Comment From: konstantinblaesi

@akuma8 since spring-security uses the nimbus sdk to implement oidc and oauth2, wouldn't it make sense to use that if we needed to implement authorization servers ourselves?

Comment From: rossbu

Hope Spring team would reconsider this decision, the reason given was: "Spring Security’s Authorization Server support was never a good fit. An Authorization Server requires a library to build a product. Spring Security, being a framework, is not in the business of building libraries or products. " from https://spring.io/blog/2019/11/14/spring-security-oauth-2-0-roadmap-update

So the key is to define the Spring security project scope and definition, I agree that spring security is a framework, so if you would consider the oauth2 servers as standalone app servers ( resource, client, and auth) instead of part of the Spring security framework, and regarding "An Authorization Server requires a library to build a product" when the library is referred ( instead of the whole framework). I would suggest to branch out / or create a new supporting auth LIB instead of depending on the ones from Spring Security framework, that would make the less coupled and on its own path.
the last but not the least, is about the product, in some sense. spring components are products themselves. ( supporting/wrapper product to compose other impl libs).

Comment From: OrangeDog

@rossbu from the very same post

Due to this feedback and some internal discussions, we are taking another look at this decision.

and above

We are listening and working on a formal updated response (we will post an update here once we have it) but it is taking some time.

Comment From: OrangeDog

@rwinch @jgrandja it is perhaps overdue to lock this issue for the moment, and hide the off-topic stuff.

Comment From: jgrandja

@OrangeDog Stay tuned for the blog announcement tomorrow.

Comment From: jgrandja

We are very excited to announce the Spring Authorization Server !

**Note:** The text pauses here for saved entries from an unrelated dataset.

Issue #275, opened 2015-12-10
Sizing issues in ie


robrez:
If a paper-input is used inside of a horizontal flex container, it's size is teeny-tiny...

eg:
```
<div class="layout horizontal justified">
  <paper-input label="one"></paper-input>
  <paper-input label="two"></paper-input>
</div>
```

The issue can be seen via this jsbin --
http://jsbin.com/necala/edit?html,output

The same general issue has been documented in a couple of other repos --
here...
https://github.com/PolymerElements/iron-flex-layout/pull/9
and here...
https://github.com/PolymerElements/paper-tabs/issues/29

notwaldorf:
Fixes by #276

PR #276, opened 2015-12-10
Use flex-auto to fix IE

robrez:
Fix for issue ..
https://github.com/PolymerElements/paper-input/issues/275

paper-input

### DIFF
--- a/paper-input-container.html
+++ b/paper-input-container.html
@@ -172,7 +172,7 @@ This element is `display:block` by default, but you can set the `inline` attribu
       }
 
       .label-and-input-container {
-        @apply(--layout-flex);
+        @apply(--layout-flex-auto);
         @apply(--layout-relative);
       }
 


notwaldorf:
Thanks!

notwaldorf:
@robrez Argh, unfortunately this causes problems with `<paper-textarea>`, which now acts funky when given a small width, like:
```css
paper-textarea {
  width: 30px;
}
```

robrez:
Oh man! So sorry about that!

##### --paper-input-container-input to the rescue?
I'm thinking, instead of trying to hammer every nail, I could just make use of the `--paper-input-container-input` mixin. I'll try and retest this theory and update my findings.

##### Here are some details about another case that made me worry about the changes from this PR...

This past week I was trying to "fix" gold-cc-input for IE using the flex-basis trick. The overall markup was the same as this case -- gold-cc-input inside a horizontal flex container.
- w/o flex-auto, element was sized way too small
- w/ flex-auto, element was sized correctly
- unless element was explicitly sized (like your case -- width: 200px).
-- When the element was explicitly sized, the paper-input's contents overflow the paper-input's boundry

I was trying to figure some solution to fix all of the problematic-in-ie cases known to me, but I got discouraged and never got back around to it.
Here are some additional changes I was testing out. They seemed to achieve the desired results but I don't feel confident about them at all.

```
      .label-and-input-container {
        @apply(--layout-flex-auto);
        @apply(--layout-relative);
+       width: 100%
+       max-width: 100%
      }
...
      .input-content ::content input,
      .input-content ::content textarea,
      .input-content ::content iron-autogrow-textarea,
      .input-content ::content .paper-input-input {
        position: relative; /* to make a stacking context */
        outline: none;
        box-shadow: none;
        padding: 0;
        width: 100%;
+       max-width: 100%;
        background: transparent;
        border: none;
        color: var(--paper-input-container-input-color, --primary-text-color);
        -webkit-appearance: none;
        text-align: inherit;
        @apply(--paper-font-subhead);
        @apply(--paper-input-container-input);
      }
```

I'm worried that the changes above might also have some adverse effects on `prefix` and/or `suffix`.

These IE-only problems make me :*(
[flexbugs](https://github.com/philipwalton/flexbugs) has been a useful resource

robrez:
Tinkering around today, I added a new mixin to this rule in paper-input-container--

```
      .label-and-input-container {
        @apply(--layout-flex);
        @apply(--layout-relative);
+       @apply(--paper-input-blah);
      }
```

Then elsewhere..

```
    .hdiv {
        @apply(--layout-horizontal);
        @apply(--layout-justified);
        @apply(--layout-wrap);
    }

    paper-input.ie-fix {
      --paper-input-blah: {
        @apply(--layout-flex-auto);
      };
    }
...
    <div class="hdiv">
        <paper-input class="ie-fix" label="text input"></paper-input>
        <paper-input class="ie-fix" label="text input"></paper-input>
    </div>
```

Confirmed this works for the original case.

The other thought I had was making a custom-property for 'width'.
Then a rule in paper-input-container could do something like...
```
      .label-and-input-container {
        @apply(--layout-flex);
        @apply(--layout-relative);
      }

      .label-and-input-container.oh-hai-width {
        flex-basis: var(--paper-input-width);
      }
```

The closest I've come to a rule that makes everything seem to work OK is this one --
```
      .label-and-input-container {
-       @apply(--layout-flex);
+       @apply(--layout-flex-auto);
        @apply(--layout-relative);
+       width: 100%
+       max-width: 100%
      }
```

¯\\_(ツ)_/¯

notwaldorf:
I don't think adding a `--paper-input-width` custom property is a good idea. It's too specific, and the `width` property on the host should already has the same intent.

I think the last thing you said, so adding 
```
.label-and-input-container {
        @apply(--layout-flex-auto);
        @apply(--layout-relative);
        width: 100%;
        max-width: 100%;
      }
```

might make the most sense, and seems to work well. Would you mind sending a PR for that, referencing this PR in the description, please? Thanks!

robrez:
What do you think about these additional changes --

Either:
```

      ::content [prefix] {
        @apply(--paper-font-subhead);
        @apply(--paper-input-prefix);
+       @apply(--layout-flex-none);
      }

      ::content [suffix] {
        @apply(--paper-font-subhead);
        @apply(--paper-input-suffix);
+       @apply(--layout-flex-none);
      }
```
or
```

      ::content [prefix] {
        @apply(--paper-font-subhead);
        @apply(--paper-input-prefix);
+       -ms-flex-shrink: 0;
+       -webkit-flex-shrink: 0;
+       flex-shrink: 0;
      }

      ::content [suffix] {
        @apply(--paper-font-subhead);
        @apply(--paper-input-suffix);
        @apply(--layout-flex-none);
+       -ms-flex-shrink: 0;
+       -webkit-flex-shrink: 0;
+       flex-shrink: 0;
      }
```

Without them, prefix and suffix shrink -- see the top example below.

prefixsuffix

robrez:
Sorry for spamming you --


Also, retesting paper-text area.
Before this PR (and after), placing two paper-textarea elements inside of a horizontal flex parent causes the incorrect "small sizing" problem, even in chrome.

Given this markup..
```
    <demo-snippet class="horizontal">
      <template>
        <paper-textarea label="autoresizing textarea input"></paper-textarea>
        <paper-textarea label="autoresizing textarea input"></paper-textarea>
      </template>
    </demo-snippet>
```

textarea-nosize

With or w/o the previous PR, and even the intended follow-up PR, paper-textarea requires some explicit sizing rule whenever included in a horizontal flex parent..
textarea-sized

I don't think this is something I want to try to fix --
adding a `--flex-auto` to the host rule of `paper-textarea` will give the element size, but prevents the element containing the paper-textarea from setting an explicit size rule eg `width: 50px`.

notwaldorf:
The flex container bug is separate (#299), so you don't have to worry about that. Also, your original PR didn't break that, so it's an unrelated issue that I'll fix. For now, I just want to fix this one breakage :)

I would also hold off the prefix/suffix changes. Maybe send them as a separate PR/issue, since I'm not sure what exactly the problem is (i.e. when do they shrink?)

robrez:
I think they shrink whenever they're iron-icons, I was leaning towards fixing them here because the new rule `width: 100%; max-width: 100%` causes the problem

notwaldorf:
Ohhhh I see. Ok, let's do those too in the same PR, and continue the conversation there (so I can pull the code and test it for a bit. I'm losing track of what the changes are 😟)

PR #293, opened 2015-12-30
bind title attribute

jab:
This PR attempts binds the title attribute that a paper-input is invoked with to the title attribute of the native input element in its template. This is useful because when you provide a pattern attribute that is not matched by the user's input, the browser will show your title to the user to help them figure out how to correct their input.

https://developer.mozilla.org/en-US/docs/Web/HTML/Element/input

> Use the title attribute to describe the pattern to help the user.

See also "Title Attribute" section of http://www.html5rocks.com/en/tutorials/forms/constraintvalidation/

### DIFF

The ultimate goal of this community-driven project, led by the Spring Security team, is to replace the Authorization Server support provided by Spring Security OAuth.

The project will start in Spring’s experimental projects as an independent project so that it can evolve more rapidly.

The success of this project will heavily depend on contributions from the community. We are very excited to work with the community on this very important initiative. So please don't hold back and we look forward to your contributions! @OrangeDog @philsttr

Going forward, please direct all communication to the Spring Authorization Server repository.